Optima batteries purchased at Costco are typically rated lower in the CCA rating than the same battery at a retailer. FYI. Atleast for Optima's line.


----------



## GTO JUDGE (May 14, 2005)

36 mo battery is not a very good warranty. Keep in mind in these classics these batteries will sit for long periods of time without being used. Sulfation is someting to be concerend about. Whether you opt for a cheap battery or good one, get a battery tender and use it.


----------



## HoJo GTO (Sep 21, 2009)

I have a Sears DieHard that I'm happy with. I spent big $$$ on an Interstate battery that didn't last very long...won't do that again.

Must confess I do disconnect the battery while the car is in the garage.

Hollie


----------



## Jstreet (Mar 9, 2009)

I recently purchased a Die-hard for the wifes Subaru. I was impressed with the warranty. I think it's 60-month full replacement. However, the battery was somewhat pricey. (like $110) For $60 at Advance, I could have gotten almost 2 batteries and 36 months on each. But, I've had Die-hards that lasted 8+ years.

My grandfather always said "If you get four years out of a battery, it owes you nothing." He would replace them even if they were still good. I could see the logic but I still couldn't replace a battery that wasn't needing it. Hell, call me thrifty.

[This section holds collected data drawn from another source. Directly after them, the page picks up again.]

PR #316, opened 2016-06-05
Link to definition of BufferSource

isonmad:
This typedef's definition was missing.


annevk:
I would prefer not merging this. The rationale is that we don't link other types defined in IDL either.

annevk:
Closing this. Sorry that your first contribution didn't make it.

PR #322, opened 2016-06-09
Make sure all responses have a URL list

### LINKED ISSUE #312: Non-http fetch doesn't set response URL
XHR needs to know the response URL (https://fetch.spec.whatwg.org/#concept-response-url). However, datauri/about/etc fetches don't set it.

We should probably set the response URL in basic fetch itself.

annevk:
In #146 I tried to let service worker responses that were not synthetic
to keep their url list. However, the way I fixed that regressed url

Still, on my 69 GTO (I have a convertible) I opted to go a different route. I tend to put the top up and down with the car off and I also have a stereo I use without the car running. That tended to drain the regular 750-850 CCA batteries with the stock alternator. I also only drive 1-2 times per week and thus the battery demand for starting coupled with the extra load was forcing me to charge it during the week when I wasn't driving/enjoying the car. I ended up having a specialty alternator built at a local, reputable alternator shop that puts out 140 amps and upgraded to a 1000+CCA Advance Auto Parts battery. The Alternator cost me about $125 and the battery was about $90. But, I can run the stereo and top up and down as much as I like and not worry about having juice to start the car. Plus, starts are smoother and faster and the battery holds a stronger charge between my weekly outings. Needless to say, the alternator is internally regulated so the voltage regulator was removed and I have HEI to avoid any points burning. (not that it's an issue)

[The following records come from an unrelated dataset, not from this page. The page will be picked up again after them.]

PR #329, opened 2016-06-28
Add steps to intercept requests using foreign fetch.

mkruisselbrink:
If response is still null after a regular service worker has tried handling it
this gives a foreign fetch handler a chance to handle the request.

### DIFF
--- a/Overview.src.html
+++ b/Overview.src.html
@@ -2767,8 +2767,11 @@ indicates an attempt to authenticate.
   </ol>
 
  <li>
-  <p>If <var>response</var> is null and <var>request</var>'s
-  <span>skip-service-worker flag</span> is unset, run these substeps:
+  <p>If <var>response</var> is null, <var>request</var>'s <span>skip-service-worker flag</span> is
+  unset, <var>request</var> is a <span>subresource request</span> and <var>request</var>'s
+  <span title=concept-request-origin>origin</span> is not the same as <var>request</var>'s
+  <span title=concept-request-url>url</span>'s <span data-anolis-spec=html>origin</span>,
+  run these substeps:
 
   <ol>
    <li>
--- a/Overview.src.html
+++ b/Overview.src.html
@@ -2720,7 +2720,7 @@ indicates an attempt to authenticate.
  <li><p>Let <var>actualResponse</var> be null.
 
  <li>
-  <p>If <var>request</var>'s <span>skip-service-worker flag</span> is unset, run these substeps:
+  <p>If <var>request</var>'s <span>skip-service-worker flag</span> is unset, then run these substeps:
 
   <ol>
    <li>
@@ -2728,22 +2728,22 @@ indicates an attempt to authenticate.
     null or <var>request</var>'s <span title=concept-request-client>client</span>'s
     <span data-anolis-spec=html title=concept-settings-object-global>global object</span> is not a
     <code data-anolis-spec=sw>ServiceWorkerGlobalScope</code> object,
-    set <var>response</var> to the result of invoking
+    then set <var>response</var> to the result of invoking
     <span data-anolis-spec=sw>handle fetch</span> for <var>request</var>.
     <span data-anolis-ref>HTML</span>
     <span data-anolis-ref>SW</span>
 
    <li>
     <p>If <var>response</var> is null,
-    <var>request</var> is a <span>subresource request</span> and <var>request</var>'s
-    <span title=concept-request-origin>origin</span> is not the same as <var>request</var>'s
+    <var>request</var> is a <span>subresource request</span>, and <var>request</var>'s
+    <span title=concept-request-origin>origin</span> is not <span data-anolis-spec=html>same origin</span> with <var>request</var>'s
     <span title=concept-request-url>url</span>'s <span data-anolis-spec=html>origin</span>,
-    set <var>response</var> to the result of invoking
+    then set <var>response</var> to the result of invoking
     <span data-anolis-spec=sw>handle foreign fetch</span> for <var>request</var>.
     <span data-anolis-ref>SW</span>
 
    <li>
-    <p>If <var>response</var> is not null, run these substeps:
+    <p>If <var>response</var> is not null, then run these substeps:
 
     <ol>
      <li><p><span title="Read a request">Read <var>request</var></span>.
@@ -2753,7 +2753,7 @@ indicates an attempt to authenticate.
      <span title=concept-internal-response>internal response</span> otherwise.
 
      <li>
-      <p>If one of the following conditions is true, return a
+      <p>If one of the following conditions is true, then return a
       <span title=concept-network-error>network error</span>:
 
       <ul class=brief>
@@ -2776,7 +2776,6 @@ indicates an attempt to authenticate.
      <li><p>Execute
      <a href=https://w3c.github.io/webappsec-csp/#set-response-csp-list>set <var>response</var>'s CSP list</a>
      on <var>actualResponse</var>. <span data-anolis-ref>CSP</span>
-
     </ol>
   </ol>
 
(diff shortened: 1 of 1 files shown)


annevk:
1. This lacks a same-origin check that I think we want. The fetch needs to actually be foreign. I'm not sure if you're handling that on the other side, but I think it would make more sense here. Happy to discuss of course.
2. A lot of this text is copy-and-pasted from the previous major step. If the requirements are actually identical, we should do the work to make that clear without duplication. I haven't quite figured out yet whether the "network error" requirements need to be the same, but CSP definitely makes sense.

mkruisselbrink:
> This lacks a same-origin check that I think we want. The fetch needs to actually be foreign. I'm not sure if you're handling that on the other side, but I think it would make more sense here. Happy to discuss of course.

Yeah, that check does exist on the service worker spec side as well, but I agree that it makes sense to have the check here as well. I also added the "is this a subresource" check here, to make it clearer which requests actually can be intercepted by foreign fetch.

> A lot of this text is copy-and-pasted from the previous major step. If the requirements are actually identical, we should do the work to make that clear without duplication. I haven't quite figured out yet whether the "network error" requirements need to be the same, but CSP definitely makes sense.

Duplication is indeed unfortunate. Maybe one way to deal with this would be to move all the shared substeps to a separate step, so it roughly would be something like:

1. If [....] invoke handle fetch.
2. If response is null and [...], invoke handle foreign fetch.
3. If response is not null:
  1. Set actualResponse
  2. Do the network error stuff
  3. Do the CSP stuff

annevk:
> Yeah, that check does exist on the service worker spec side as well, but I agree that it makes sense to have the check here as well.

I think in the end we should only have it on one side.

With regards to duplication, what you suggest seems reasonable. An alternative might be to group what you suggest under a common skip-service-worker flag check. Not entirely sure what works better.

mkruisselbrink:
Okay, factored out the common post-processing and skip-service-worker flag logic (which has the side effect of also fixing that previously things like "set response's CSP list" were called even when response was null).

Overview.src.html
```diff
@@ -2720,50 +2720,64 @@ <h4 id="should-response-to-request-be-blocked-due-to-nosniff?"><dfn title="shoul
...
 
-    <p><span title="Read a request">Read <var>request</var></span>.
-
-   <li><p>Set <var>actualResponse</var> to <var>response</var>, if <var>response</var> is not a
-   <span title=concept-filtered-response>filtered response</span>, and to <var>response</var>'s
-   <span title=concept-internal-response>internal response</span> otherwise.
+   <li>
+    <p>If <var>response</var> is null,
+    <var>request</var> is a <span>subresource request</span> and <var>request</var>'s
+    <span title=concept-request-origin>origin</span> is not the same as <var>request</var>'s
```
annevk: "same" needs to reference "same origin" defined in HTML.

Overview.src.html
```diff
@@ -2720,50 +2720,64 @@ <h4 id="should-response-to-request-be-blocked-due-to-nosniff?"><dfn title="shoul
...
 
  <li>
-  <p>If <var>request</var>'s <span>skip-service-worker flag</span> is unset and
-  either <var>request</var>'s <span title=concept-request-client>client</span> is
-  null or <var>request</var>'s <span title=concept-request-client>client</span>'s
-  <span data-anolis-spec=html title=concept-settings-object-global>global object</span> is not a
-  <code data-anolis-spec=sw>ServiceWorkerGlobalScope</code> object, run these substeps:
-  <span data-anolis-ref>HTML</span>
-  <span data-anolis-ref>SW</span>
+  <p>If <var>request</var>'s <span>skip-service-worker flag</span> is unset, run these substeps:
```
annevk: then run*

Overview.src.html
```diff
@@ -2720,50 +2720,64 @@ <h4 id="should-response-to-request-be-blocked-due-to-nosniff?"><dfn title="shoul
...
 
   <ol>
    <li>
-    <p>Set <var>response</var> to the result of invoking
+    <p>If <var>request</var>'s <span title=concept-request-client>client</span> is
+    null or <var>request</var>'s <span title=concept-request-client>client</span>'s
+    <span data-anolis-spec=html title=concept-settings-object-global>global object</span> is not a
+    <code data-anolis-spec=sw>ServiceWorkerGlobalScope</code> object,
```
annevk: then set*

Overview.src.html
```diff
@@ -2720,50 +2720,64 @@ <h4 id="should-response-to-request-be-blocked-due-to-nosniff?"><dfn title="shoul
...
     <span data-anolis-ref>SW</span>
 
-    <p><span title="Read a request">Read <var>request</var></span>.
-
-   <li><p>Set <var>actualResponse</var> to <var>response</var>, if <var>response</var> is not a
-   <span title=concept-filtered-response>filtered response</span>, and to <var>response</var>'s
-   <span title=concept-internal-response>internal response</span> otherwise.
+   <li>
+    <p>If <var>response</var> is null,
+    <var>request</var> is a <span>subresource request</span> and <var>request</var>'s
```
annevk: comma before and

Overview.src.html
```diff
@@ -2720,50 +2720,64 @@ <h4 id="should-response-to-request-be-blocked-due-to-nosniff?"><dfn title="shoul
...
+    <span title=concept-request-origin>origin</span> is not the same as <var>request</var>'s
+    <span title=concept-request-url>url</span>'s <span data-anolis-spec=html>origin</span>,
+    set <var>response</var> to the result of invoking
```
annevk: then set*

Overview.src.html
```diff
@@ -2720,50 +2720,64 @@ <h4 id="should-response-to-request-be-blocked-due-to-nosniff?"><dfn title="shoul
...
+    <span data-anolis-spec=sw>handle foreign fetch</span> for <var>request</var>.
+    <span data-anolis-ref>SW</span>
 
    <li>
-    <p>If one of the following conditions is true, return a
-    <span title=concept-network-error>network error</span>:
+    <p>If <var>response</var> is not null, run these substeps:
```
annevk: then run*

Overview.src.html
```diff
@@ -2720,50 +2720,64 @@ <h4 id="should-response-to-request-be-blocked-due-to-nosniff?"><dfn title="shoul
...
+     <li><p>Set <var>actualResponse</var> to <var>response</var>, if <var>response</var> is not a
+     <span title=concept-filtered-response>filtered response</span>, and to <var>response</var>'s
+     <span title=concept-internal-response>internal response</span> otherwise.
 
-     <li><var>request</var>'s <span title=concept-request-redirect-mode>redirect mode</span> is not
-     "<code title>manual</code>" and <var>response</var>'s
-     <span title=concept-response-type>type</span> is "<code title>opaqueredirect</code>".
+     <li>
+      <p>If one of the following conditions is true, return a
+      <span title=concept-network-error>network error</span>:
```
annevk: then return*

Overview.src.html
```diff
@@ -2720,50 +2720,64 @@ <h4 id="should-response-to-request-be-blocked-due-to-nosniff?"><dfn title="shoul
...
+
+       <li><var>request</var>'s <span title=concept-request-redirect-mode>redirect mode</span> is not
+       "<code title>follow</code>" and <var>response</var>'s
+       <span title=concept-response-url-list>url list</span> has more than one item.
+      </ul>
+
+     <li><p>Execute
+     <a href=https://w3c.github.io/webappsec-csp/#set-response-csp-list>set <var>response</var>'s CSP list</a>
+     on <var>actualResponse</var>. <span data-anolis-ref>CSP</span>
+
```
annevk: remove this newline

annevk:
I like it!

mkruisselbrink:
Addressed your comments.

annevk:
Landed as https://github.com/whatwg/fetch/commit/8510b2f52d576af6a6c683620878eb3e39e14954. Thanks for working on this!

PR #335, opened 2016-07-15
Call out to Referrer Policy to set policy on redirect

estark37:
Before following a redirect, Fetch should call out to Referrer Policy to
update the referrer policy on the request, if necessary. (In particular,
this applies when the redirect response contains a Referrer-Policy
header.)

This integration is described in
https://w3c.github.io/webappsec-referrer-policy/#integration-with-fetch,
though it needs to be updated per
https://github.com/w3c/webappsec-referrer-policy/issues/59.


annevk:
Thank you, landed as https://github.com/whatwg/fetch/commit/a8f1cd5ae2d080ee4e1e8e02b68e8ec6ae2c2833.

The Advance battery also had side and top mounts. I used the extra side mount to run an extra ground to the frame since these older cars tend to have grounding issues. It's not stock by any means, but works very well. And, If I get 4 years out of the battery, I guess I'll do what Grandpa reccomends.


----------



## MJGTOWISH (Jun 15, 2006)

DIE HARD PLATINUM. End of discussion Deep cycle too so it can sit for a while


----------



## Koppster (Jul 27, 2008)

Jstreet

My experience, modern batteries last about 45/50K +/-10K no matter what brand or price...I replace my wife and kid's batteries at 50K even if they are working. May sound crazy but it beats answering the phone at work...."can you come get me, the car won't start"! :willy:

Rickster


----------



## Too Many Projects (Nov 15, 2008)

Jstreet said:


> If I get 4 years out of the battery, I guess I'll do what Grandpa recommends.

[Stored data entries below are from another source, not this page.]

PR #340, opened 2016-07-22
Make it clearer that cache mode "default" follows normal logic

### LINKED ISSUE #336: Make it more clear that cache mode "default" does respect Cache-Control headers and such
Basically, when you go to the HTTP cache with a request whose cache mode is "default", and the request also has Cache-Control or Pragma headers, those need to be respected by the HTTP cache, just as they always were.

Alternatively we could make those headers and their values change the cache mode:
- If the cache mode is “default” and a `Cache-Control` or `Pragma` Header is present, whose value is “no-cache”, then set the cache mode from “Default” to no-cache.
- If the cache mode is “default” and a `Cache-Control` or `Pragma` Header is present, whose value is “no-store”, then change the cache mode from “Default” to no-store.

That's not observable so either approach is probably fine. Thoughts anyone?

annevk:
If the cache mode is “default” and you set a Cache-Control header, that
should be taken into account when talking to the HTTP cache subsystem.
It’s how the cache works by “default”, after all.

Fixes #336.

### DIFF
--- a/Overview.html
+++ b/Overview.html
@@ -3329,12 +3329,29 @@ The <i title="">credentials flag</i> is one too.
  <li><p>Let <var>response</var> be null.
 
  <li>
-  <p>If <var>httpRequest</var>'s
-  <a href="#concept-request-cache-mode" title="concept-request-cache-mode">cache mode</a> is neither
-  "<code title="">no-store</code>" nor "<code title="">reload</code>", and there is a <em>complete</em>
-  <a href="#concept-response" title="concept-response">response</a> in the HTTP cache for
-  <var>httpRequest</var> run these substeps:
-  <!-- XXX xref "HTTP cache" -->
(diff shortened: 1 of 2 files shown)


annevk:
@ehsan does this look okay?

annevk:
@mnot any thoughts? I was wondering, would it help to start a  thread on the HTTP mailing list about better integration between the documents?

wanderview:
FWIW, I thought we already had "default" doing whatever the cache-control headers said to do.  That's what we implement.

annevk:
I know, but it's not clear from the specification as new implementations got it wrong. That's why I'm trying to get these changes reviewed.

annevk:
Acknowledge when landing this: Ali Alabbas.

I'm starting to think there's probably room for a more expansive section on the HTTP cache to also deal with the credentials issue. I'll wait a bit for @mnot to poke around before doing anything about it though.

annevk:
This is superseded by the rewrite in #496.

Gotta remember Grandpa may go back to the days of 6 volt batteries too. They didn't last long and up here in the frozen north, my Dad removed the battery at night for most of Dec-Feb, when the temps went well into the minus digits. By keeping it warm in the house and putting it back in the morning, you stood a better chance that the old stovebolt would crank over fast enough to start. Most guys he worked with would then go start the cars at lunch and let them run for 25 minutes so it would start again at 4:30pm. Oh and don't forget the alcohol in the cooling system before anti-freeze became widely available and affordable. We have a very ez life with our modern cars.


----------